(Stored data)
# # # #

PR #168, opened 2016-09-22
Fix: Parsing of incomplete packets with Ethernet padding.

CityOfSolitude:
The current parsing code for EthernetII parses the header, then the next PDU indicated by the payload type, **if** there is anything left in the stream. As a consequence, the parser fails with malformed_packet, if the remainder of the packet was padding introduced as trailer on a prior serialize call.

I added a check that sees if the total size is 60 (i.e. padded ethernet) and if the remainder of the stream is all zeros, in which case I just return from the parse. This allows to parse Ethernet-only packets that were previously unparsed by libTins, even though the payload_type is still set to something like IP.

### DIFF
--- a/src/ethernetII.cpp
+++ b/src/ethernetII.cpp
@@ -81,6 +81,14 @@ EthernetII::EthernetII(const address_type& dst_hw_addr,
 EthernetII::EthernetII(const uint8_t* buffer, uint32_t total_sz) {
     InputMemoryStream stream(buffer, total_sz);
     stream.read(header_);
+
+    // Check for zero-padding for padded packets
+    if (total_sz == 60 && std::all_of(stream.pointer(),
+                                      stream.pointer() + stream.size(),
+                                      [](uint8_t x) { return x == 0; })) {
+        return;
+    }
+
     // If there's any size left
     if (stream) {
         inner_pdu(
--- a/src/ethernetII.cpp
+++ b/src/ethernetII.cpp
@@ -82,15 +82,15 @@ EthernetII::EthernetII(const uint8_t* buffer, uint32_t total_sz) {
     InputMemoryStream stream(buffer, total_sz);
     stream.read(header_);
 
-    // Check for zero-padding for padded packets
-    if (total_sz == 60 && std::all_of(stream.pointer(),
-                                      stream.pointer() + stream.size(),
-                                      [](uint8_t x) { return x == 0; })) {
-        return;
-    }
-
     // If there's any size left
     if (stream) {
+        // Check for zero-padding for padded packets
+        if (total_sz == 60 && std::all_of(stream.pointer(),
+                                          stream.pointer() + stream.size(),
+                                          [](uint8_t x) { return x == 0; })) {
+            return;
+        }
+
         inner_pdu(
             Internals::pdu_from_flag(
                 (Constants::Ethernet::e)payload_type(), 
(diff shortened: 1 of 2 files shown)


CityOfSolitude:
I am not sure that libTins wants this fixed, just to make that 100% clear, since this is obviously a corner-case use of the library.

The same effect also happens if the packet is cut after IP, since the IP parser will then try to parse the padding as its payload, etc. pp. I will look into this more and might offer a fix for IP as well.

mfontanini:
Can you provide a code/pcap example where this happens? I'm doing this and I can't seem to reproduce the issue (maybe I didn't understand the issue properly):

```c++
#include <iostream>
#include <tins/tins.h>

using namespace Tins;

int main() {
    EthernetII eth1 = EthernetII() / IP();
    auto buffer = eth1.serialize();\
    
    std::cout << eth1.size() << std::endl;
    std::cout << buffer.size() << std::endl;
    
    EthernetII eth2(buffer.data(), buffer.size());
    std::cout << eth2.size() << std::endl;
}
```

CityOfSolitude:
Hi, there are two reasons the example does not reveal the problem:
1) You need to remove an inner PDU to make the packet "incomplete" (or cut it off). Otherwise the parser will parse the while PDU chain and the simply ignore the remaining padding.
2) The way you construct the PDU chain does NOT set the payload type, this is done on serialize. So if you cut off the IP packet and then serialize, the payload type will still be 0 and no problem appears.

So the adjusted code does a serialize to set the payload type and then cuts off right after the EthernetII PDU:

```c++
#include <iostream>
#include <tins/tins.h>

using namespace Tins;

int main() {
    EthernetII eth1 = EthernetII() / IP();
    eth1.serialize(); // sets payload type
    eth1.inner_pdu(nullptr); // make it "incomplete"
    auto buffer = eth1.serialize();

    std::cout << eth1.size() << std::endl;
    std::cout << buffer.size() << std::endl;

    EthernetII eth2(buffer.data(), buffer.size());
    std::cout << eth2.size() << std::endl;
}
```

Alternative ways to do this would be to just set the payload type to 0x800 manually, instead of serializing or to load virtually any packet from a pcap and cut it off after EthernetII or IP, since the payload types will then be set by the parser already.

mfontanini:
Okay, I see the issue now. However, I don't think the bug is in the parsing code but in the serialization one. If there's no `inner_pdu`, then the next protocol flag shouldn't be set to anything in particular. e.g. your code should be the equivalent of:

```c++
EthernetII eth;
eth.serialize(); // <- output should be the same
```

The fact that the PDU had an IP layer on top of it shouldn't matter. I just pushed a [commit](https://github.com/mfontanini/libtins/commit/552006c876829089f495122d70ff92fc29992c78) that fixes this on the `develop` branch. Can you confirm the behavior is what you expect?

Thanks!

CityOfSolitude:
Well, libTins is currently "fixing" a lot of things on serialization, like checksums, payload types, etc. so it would only be logical to solve the problem by resetting the payload type once the inner PDU is gone as well. In my application, however, it would sometimes be nice to be able to parse a packet, modify it in some way and unparse it again, with more control over what is recomputed. (Especially in cases where the packet was cut off by libpcap (snaplen < wirelen), you cannot parse the packet with libtins and unparse it again, without modifying such fields. But this is obviously another story :)

Keep in mind that the same problem appears with IP and its protocol field. If the inner PDU is removed, the EthernetII padding will be (tried to be) parsed with this protocol as well. This might affect even more PDU types that fit into the 60 byte range.

mfontanini:
Yeah, that is true. I'll change the rest of the protocols later today. Thanks!

mfontanini:
Closing this as it's no longer valid.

# # # #

Every line in the entries above that has the word "shouldn" should be identified and copied.

### Solution for this problem
Okay, I see the issue now. However, I don't think the bug is in the parsing code but in the serialization one. If there's no `inner_pdu`, then the next protocol flag shouldn't be set to anything in particular. e.g. your code should be the equivalent of:
The fact that the PDU had an IP layer on top of it shouldn't matter. I just pushed a [commit](https://github.com/mfontanini/libtins/commit/552006c876829089f495122d70ff92fc29992c78) that fixes this on the `develop` branch. Can you confirm the behavior is what you expect?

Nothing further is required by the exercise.